Task to complete → However many lines the data holds, transcribe them all exactly.

Supplied entries →
PR #9146, opened 2025-12-28
[Content.Pipeline] Improve the default logger

harry-cpp:
Stuff done:
- Split out the base class logger from the new content builder logger
- Hooked up the `LogLevel` parameter to the content logger
- Hooked up the `LoggerRootDirectory` so we got some proper pathing showing up
- Reworked the default appearance of the log thats:
  - Friendly for msbuild to parse the warnings / errors from
  - Friendly appearance for threaded logging if we ever get to that
  - Honestly even better for looking at for me :D, technically if anyone liked the previous one they can just assign the `ContentBuilder.Logger` property to a custom made logger

Bellow are some examples on appearance based on log level.

Debug:
debug

Info:
info

Warning:
warning

### DIFF
--- a/MonoGame.Framework.Content.Pipeline/ContentBuildLogger.cs
+++ b/MonoGame.Framework.Content.Pipeline/ContentBuildLogger.cs
@@ -2,8 +2,7 @@
 // This file is subject to the terms and conditions defined in
 // file 'LICENSE.txt', which is part of this source code package.
 
-using System.Diagnostics;
-using MonoGame.Framework.Content.Pipeline.Builder;
+using System.Globalization;
 
 namespace Microsoft.Xna.Framework.Content.Pipeline;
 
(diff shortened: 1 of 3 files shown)


MonoGame.Framework.Content.Pipeline/ContentBuildLogger.cs
```diff
@@ -145,7 +81,7 @@ public void Log(string message)
     /// <param name="messageArgs">Arguments for the reported message.</param>
     [Obsolete("LogImportantMessage is deprecated, please use Log instead.")]
     public virtual void LogImportantMessage(string message, params object[] messageArgs)
-        => Log(LogLevel.Error, string.Format(message, messageArgs));
+        => Log(LogLevel.Error, string.Format(CultureInfo.InvariantCulture, message, messageArgs));
```
SimonDarksideJ, line 84: Any reason we are handling the `CultureInfo.InvariantCulture` in the overloads instead of the base `Log` method?  Because you rightfully added the handling of culture (because of all the warnings) but NOT for the new way the logging is meant to work.
Suggest just applying the format in the `Log` methods instead of the overloads

SimonDarksideJ (dismissed):
Good handling Culture string handling, but should not b in the overloads

MonoGame.Framework.Content.Pipeline/ContentBuildLogger.cs
tomspilman: This is fixed now correct @harry-cpp @SimonDarksideJ ?

tomspilman (approved):

MonoGame.Framework.Content.Pipeline/ContentBuildLogger.cs
harry-cpp: > Suggest just applying the format in the Log methods instead of the overloads

The `Log` method does not accept message + messageArgs, there is nothing for the main Log method to handle.

tomspilman: @SimonDarksideJ can you clear this now and dismiss the change request so we can merge things?

SimonDarksideJ: Done, still think log should have Culture handling, since the ones that were changed are marked obsolete, but let's move on.

tomspilman: > still think log should have Culture handling,

The two log methods don't do any formatting of arguments:

image

Which is what the culture handing is doing... handling how to format arguments.

So what are you suggesting change there?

Your response →
PR #9146, opened 2025-12-28
[Content.Pipeline] Improve the default logger

harry-cpp:
Stuff done:
- Split out the base class logger from the new content builder logger
- Hooked up the `LogLevel` parameter to the content logger
- Hooked up the `LoggerRootDirectory` so we got some proper pathing showing up
- Reworked the default appearance of the log thats:
  - Friendly for msbuild to parse the warnings / errors from
  - Friendly appearance for threaded logging if we ever get to that
  - Honestly even better for looking at for me :D, technically if anyone liked the previous one they can just assign the `ContentBuilder.Logger` property to a custom made logger

Bellow are some examples on appearance based on log level.

Debug:
debug

Info:
info

Warning:
warning

### DIFF
--- a/MonoGame.Framework.Content.Pipeline/ContentBuildLogger.cs
+++ b/MonoGame.Framework.Content.Pipeline/ContentBuildLogger.cs
@@ -2,8 +2,7 @@
 // This file is subject to the terms and conditions defined in
 // file 'LICENSE.txt', which is part of this source code package.
 
-using System.Diagnostics;
-using MonoGame.Framework.Content.Pipeline.Builder;
+using System.Globalization;
 
 namespace Microsoft.Xna.Framework.Content.Pipeline;
 
(diff shortened: 1 of 3 files shown)


MonoGame.Framework.Content.Pipeline/ContentBuildLogger.cs
```diff
@@ -145,7 +81,7 @@ public void Log(string message)
     /// <param name="messageArgs">Arguments for the reported message.</param>
     [Obsolete("LogImportantMessage is deprecated, please use Log instead.")]
     public virtual void LogImportantMessage(string message, params object[] messageArgs)
-        => Log(LogLevel.Error, string.Format(message, messageArgs));
+        => Log(LogLevel.Error, string.Format(CultureInfo.InvariantCulture, message, messageArgs));
```
SimonDarksideJ, line 84: Any reason we are handling the `CultureInfo.InvariantCulture` in the overloads instead of the base `Log` method?  Because you rightfully added the handling of culture (because of all the warnings) but NOT for the new way the logging is meant to work.
Suggest just applying the format in the `Log` methods instead of the overloads

SimonDarksideJ (dismissed):
Good handling Culture string handling, but should not b in the overloads

MonoGame.Framework.Content.Pipeline/ContentBuildLogger.cs
tomspilman: This is fixed now correct @harry-cpp @SimonDarksideJ ?

tomspilman (approved):

MonoGame.Framework.Content.Pipeline/ContentBuildLogger.cs
harry-cpp: > Suggest just applying the format in the Log methods instead of the overloads

The `Log` method does not accept message + messageArgs, there is nothing for the main Log method to handle.

tomspilman: @SimonDarksideJ can you clear this now and dismiss the change request so we can merge things?

SimonDarksideJ: Done, still think log should have Culture handling, since the ones that were changed are marked obsolete, but let's move on.

tomspilman: > still think log should have Culture handling,

The two log methods don't do any formatting of arguments:

image

Which is what the culture handing is doing... handling how to format arguments.

So what are you suggesting change there?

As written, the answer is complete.